The lynchpin of the Democratic Party’s control over California is not elected officials but the million-plus members of government unions who collectively send more than a billion dollars a year to union leaders to maintain political dominance. However much Democrats may believe they run Sacramento, moments of conflict reveal where power truly lies. This is a lesson Gov. Gavin Newsom (D-CA) is confronting as he battles an effort by the Service Employees International Union to seize billionaire assets.
The specific local affiliate sponsor of the “2026 Billionaire Tax Act” is the Service Employees International Union-United Healthcare Workers West, which represents hospital staff, mostly at nonprofit entities such as Kaiser Permanente, Sutter Health, and Dignity Health. However, the SEIU-UHW also includes government workers at government hospitals, including the USC Medical Center, Zuckerberg San Francisco General Hospital, and Highland Hospital in Oakland.

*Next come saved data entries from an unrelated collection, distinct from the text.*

PR #5641, opened 2023-06-27
Remove BLS12 from cancun

shemnon:
## PR description

BLS12 signatures were speculatively added in cancun in late 2022.  This is no longer accurate.  Move the implementation to the "Future_EIPs" fork so that it will remain testable and not accidentally get included accidentally.  Also add missing fluent APIs.


jflo (approved):
nice cleanup, much improved.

More importantly, the parent SEIU includes both SEIU Local 1000 and SEIU-National Association of Government Employees, which together represent more than 100,000 government employees. With the California Teachers Association, California Federation of Teachers, California School Employees Association, and the American Federation of State and Municipal Employees, they form a ready-made political organization that can collect almost all the 900,000 signatures needed to put the Billionaire Tax Act on the ballot.
The SEIU’s billionaire tax would impose what is said to be a one-time, 5% tax on the assets of people with net worths above $1 billion who live in the state as of Jan. 1 this year. The tax would apply to assets such as stocks and intellectual property rights, but not to real estate. Billionaires would have five years to pay. The SEIU estimated that its tax would bring in about $100 billion from 200 California billionaires.
The SEIU said this one-time asset seizure is necessary to offset the fiscal damage caused by President Donald Trump’s One Big Beautiful Bill Act. But California’s Legislative Analyst’s Office estimated that the legislation would only cost California $5 billion at most through 2030 (that is the farthest out the LAO offers numbers for).
So if the One Big Beautiful Bill Act is costing California only $5 billion, why are government unions calling for a $100 billion tax hike? It may have something to do with the fact that the LAO is also projecting an $18 billion deficit for California this year, followed by $35 billion in annual deficits as far as the eye can see.
These are structural deficits caused entirely by profligate spending, almost all of which was pushed by government unions. From constitutionally mandated spending on education (without any accountability or reform), to expanded Medi-Cal benefits, to exorbitant contracts with automatic raises, generous health benefits, overtime rules that permanently inflate payroll, and crushing pension contributions, California’s government unions have every incentive to maximize spending even if it means endlessly raising taxes on those that have made the state the wealthiest in the country.
Longtime California business leaders, such as Peter Thiel and Larry Page, are preparing to leave the state if the SEIU ballot measure becomes law, to which Silicon Valley’s Rep. Ro Khanna (D-CA) replied, “I echo what FDR said with sarcasm of economic royalists when they threatened to leave, ‘I will miss them very much.’”
California already relies disproportionately on its wealthiest citizens for the nation’s largest state budget, and even a dozen such successful entrepreneurs leaving the state would worsen California’s deficit problem.
WHAT THE ‘DONROE DOCTRINE’ DOES AND DOESN’T MEAN
Last year, when Newsom tried to force state employees back into the office at least four days a week, government unions pushed back with a well-funded campaign, and Newsom caved. This year, Newsom is reportedly working with his political consultants to defeat the SEIU billionaire tax, arguing that it would drive away too many high-income earners, making the state more financially unstable.
In the end, a billionaire tax will not fix California’s finances because the problem is not too few taxes on the rich but a political system in which government unions’ greed for spending always comes first, and discipline never comes at all.